Sunday, November 18, 2007

More on the Iowa incident.

FRANKLIN COUNTY, Iowa -- Two men died Friday in a balloon crash in northern Iowa.
Witnesses told police that the balloon hit the top power line before diving 65-feet onto a farm field around 9:15 a.m., southwest of the town of Coulter.

KCCI has learned that Dr. Tom Boylan, 62, and Bradley Brookhart, 37 from Littleton, Colo., died in the crash. Boylan is from Fort Collins, Colo., and had more than 20-years experience piloting balloons.
Rescue crews said Doug Chaplin, of Albuquerque, was flown by helicopter to Mercy Medical Center North Iowa in Mason City. Chaplin had serious injuries. His condition is unknown.
Police were able to talk to Chaplin who told them the crew was attempting to land when they hit the power line, but he wasn't able to explain why the crew was landing. Friday, he was listed in fair condition.
"For some reason (they) were coming down. We got witnesses that watched and as you can see there, they caught the top wire. And at that point the balloon and the basket separated, and it's about a 65 foot drop," Sheriff Larry Richtsmeier said.
The balloon top blew more than a mile north of the crash site.
Federal Aviation Administration investigators were headed to the scene to take over the investigation.
The Trip
The three men originally left Greeley, Colo., on Wednesday night and had an East Coast destination.
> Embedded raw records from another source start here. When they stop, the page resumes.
PR #4215, opened 2022-11-17
Add unsharded computation test for virtual device

steventk-g:
Without sharding, we expect tensors defined on the virtual device to be transferred to the default xla device (e.g. `TPU:0`) for computation execution. When there is sharding involved, the tensors may be sharded explicitly, or implicitly replicated across devices.

### DIFF
--- a/test/test_xla_sharding.py
+++ b/test/test_xla_sharding.py
@@ -175,6 +175,17 @@ class VirtualDeviceTest(XlaShardingTest):
     self.assertIn("VirtualDeviceUsage", met.counter_names())
     self.assertNotEqual(met.counter_value("VirtualDeviceUsage"), 0)
 
+  def test_no_sharding(self):
+    t1 = torch.tensor([[1, 2, 3, 4, 5, 6, 7, 8]],
+                      dtype=torch.float,
+                      device=xm.xla_device())
+    t2 = torch.tensor([[8, 7, 6, 5, 4, 3, 2, 1]],
+                      dtype=torch.float,
+                      device=xm.xla_device())
+    t3 = t1 + t2
+    t3_expected = [9.0, 9.0, 9.0, 9.0, 9.0, 9.0, 9.0, 9.0]
+    self.assertEqual(t3.tolist()[0], t3_expected)
+
 
 if __name__ == '__main__':
   test = unittest.main()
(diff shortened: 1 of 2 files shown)


test/test_xla_sharding.py
```diff
@@ -175,6 +175,18 @@ def test_model_weight_metrics(self):
     self.assertIn("VirtualDeviceUsage", met.counter_names())
     self.assertNotEqual(met.counter_value("VirtualDeviceUsage"), 0)
 
+  def test_no_sharding(self):
+    partition_spec = (0, 1)
```
JackCaoG, line 179: partition_spec is not being used here?

steventk-g: Removed

test/test_xla_sharding.py
```diff
@@ -175,6 +175,17 @@ def test_model_weight_metrics(self):
     self.assertIn("VirtualDeviceUsage", met.counter_names())
     self.assertNotEqual(met.counter_value("VirtualDeviceUsage"), 0)
 
+  def test_no_sharding(self):
```
JackCaoG, line 178: I need to do some catch up, so when `XLA_USE_SPMD` is set, will `xla_device` return a virtual device? Is this test trying to test operations on real device or virtual device without sharding?

steventk-g: Yeah that flag enables the virtual device.

The goal of this test is to define tensors on the virtual device, and then do an operation without applying sharding, i.e. without transferring data to the TPU. We want to make sure that tensors on the virtual device can be used without being sharded, and that there aren't any data transfer issues.

JackCaoG: make sense, would the computation
```
t3 = t1 + t2
```
being run on all devices but replicated?

steventk-g: Confirmed that the computation happens on device `TPU:0` observing logs in `third_party/xla_client/pjrt_computation_client.cc`, but there is no replication or sharding going on.

```
start no sharding test
2022-12-18 22:41:59.286360: I   81440 tensorflow/compiler/xla/xla_client/pjrt_computation_client.cc:279] Executing PjRt computation on TPU:0
2022-12-18 22:41:59.286452: I   81440 tensorflow/compiler/xla/xla_client/pjrt_computation_client.cc:283] Executing PjRt computation on TPU:0
2022-12-18 22:41:59.287176: I   81440 tensorflow/compiler/xla/xla_client/pjrt_computation_client.cc:326] Returning 1 results
end no sharding test
```

yeounoh: Virtual device abstraction won't trigger SPMD (sharded computation). This is correct.

yeounoh (approved):
LGTM

JackCaoG (approved):

PR #4208, opened 2022-11-17
Replace XLA_COUNTER with TORCH_LAZY_COUNTER

alanwaketan:
Summary:
This pull request replaces most of XLA_COUNTER with the pytorch/xla lib with upstream TORCH_LAZY_COUNTER. However, XLA_COUNTER is still kept to be used in the xla_client lib.

Test Plan:
python test/test_metrics.py MetricsTest.test_metrics_report
and CI.

PR #4217, opened 2022-11-18
[LTC] Replace XLA_FN_COUNTER with TORCH_LAZY_FN_COUNTER

alanwaketan:
Summary:
TORCH_LAZY_FN_COUNTER supports prefix op names with any string. Therefore, we can just reuse it to add xla prefix to xla ops.

This is  paired with pytorch/pytorch#89608.

Test Plan:
CI.


alanwaketan:
To be noted, this PR depends on #4208. Will need a rebase before landing.

scripts/gen_lazy_tensor.py
```diff
@@ -112,7 +112,7 @@ def build_ir_node(self, func: NativeFunction, schema: LazyIrSchema) -> str:
       get_tensorlist="GetTensorList",
       get_tensor_or_wrap_number="bridge::GetXlaTensorOrCreateForWrappedNumber",
       try_get_tensor="bridge::TryGetXlaTensor",
-      metrics_counter='XLA_FN_COUNTER("xla::")',
+      metrics_counter='TORCH_LAZY_FN_COUNTER("xla::")',
```
JackCaoG, line 115: I think `TORCH_LAZY_FN_COUNTER` is default so maybe we don't need to pass it? I am not sure if `xla::` will also be there through.

JackCaoG (approved):
mostly lgtm, thanks!

scripts/gen_lazy_tensor.py
alanwaketan: The default is "lazy::". We need to replace that with "xla::".

PR #4218, opened 2022-11-18
Add python test for sizeAdd node and implement `int_` for XLASymNodeImpl.

vanbasten23:


vanbasten23:
@JackCaoG @Krovatkin @miladm in my current python test in this PR, it couldn't exercise `SizeAdd::Lower` and `SizeAdd::getDynamicValue`. Do you know what are the corresponding python operations that could exercise those 2 functions?

Krovatkin:
try `int(t4)` that should trigger `getDynamicValue()`.

Krovatkin:
I really hope this test should pass even without any core changes :) already

vanbasten23:
No luck. Running the script failed at `int(t4)`:
```
  File "pytorch/xla/test/test_dynamic_shapes.py", line 32, in test_sizeAdd
    int(t4)
  File "/home/ptxla/.local/lib/python3.8/site-packages/torch/__init__.py", line 215, in __int__
    return self.node.int_()
RuntimeError: NYI
```
I think it might be because `XLASymNodeImpl` does overwrite `int_` function.

What about `SizeAdd::Lower`? I was under the impression that either `print(t4.cpu())` or `xm.mark_step()` would trigger `SizeAdd::Lower` but unfortunately the breakpoint there was not hit either.

Krovatkin:
AFAICT, `t4` is a symbolic shape and not a tensor, so `t4.cpu()` should trigger an error if anything :) 
`print(t4)` will trigger `<=X`.

I think I implemented `bool_()` so you could try `bool(t4 == the_right_answer)`

if you use`t4` in `t5 = expand` and then do `t5.cpu()` that would trigger execution as well, but it will error out since we are still fixing SymNode casting on the pytorch core side.
but really we should implement `int_`.

Krovatkin:
cc: @JackCaoG I know you suggested we should test the stuff we already implemented but implementing `int_()` would really make testing much easier for @vanbasten23

JackCaoG:
@Krovatkin sg, let's implement that.

vanbasten23:
Thanks all for the input. Let me implement `int_`.

vanbasten23:
Actually, I can do `self.assertEqual(t4, 3)` to exercise `getDynamicValue()`.

vanbasten23:
For `SizeAdd::isSymbolic` and `SizeAdd::Lower`, we can test indirectly by testing `expand_symint`. Is there a way to test `SizeAdd::ToString` from python's perspective?

test/test_dynamic_shapes.py
```diff
@@ -14,6 +14,18 @@ def test_wrap(self):
...
 
+  def test_sizeAdd(self):
+    size1 = 5
+    size2 = 2
+    t1 = torch.zeros([size1, size2], device=dev)
+    t1[3][0] = 1
+    # t2 has size [<=10, 2]
+    t2 = torch.nonzero(t1)
+    t4 = t2.shape[0] + t2.shape[1]  # Creates a SizeAdd node.
+    dynamic_size = int(t4)  # Exercises SizeAdd::getDynamicValue
```
JackCaoG, line 25: let's move comments above, we don't use comment at the end so it is better to be consistent across whole repo.

JackCaoG (approved):
minor nits, otherwise lgtm.

test/test_dynamic_shapes.py
vanbasten23: Will do. 

For `SizeAdd::isSymbolic` and `SizeAdd::Lower`, we can test indirectly by testing `expand_symint`. Is there a way to test `SizeAdd::ToString` from python's perspective?

JackCaoG: expand a tensor(t5) to t4, and then do 

`print(torch_xla._XLAC._get_xla_tensors_text([t5]))`.

btw don't call it t4, it is not a tensor, but a size. maybe something like `dyn_size` is better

Their balloon was loaded with gear and supplies for their cross-country trip.
A second balloon that left Colorado on Wednesday was also reported traveling over Iowa Friday. That balloon was piloted by Troy Bradley, of Albuquerque, who was trying to set a a world record flight for distance and duration for the AM-3 balloon. The balloon mixes hot air and helium.
A website tracking Bradley's progress last reported him near Omaha on Nov. 14.
Friends confirm to KCCI that Bradley's balloon landed safely in southern Wisconsin at around 5:09 p.m. Friday.
A Colorado newspaper, The Greeley Tribune, reported that Bradley "easily broke the world duration record, which was 27.5 hours and by Friday morning had been in the air more than 30 hours."
Dr. Tom Boylan
“All of a sudden there was a lot of chatter about a balloon accident this morning and when I heard of the fatalities, I thought that may be Dr. Tom,” Frank Wechter said.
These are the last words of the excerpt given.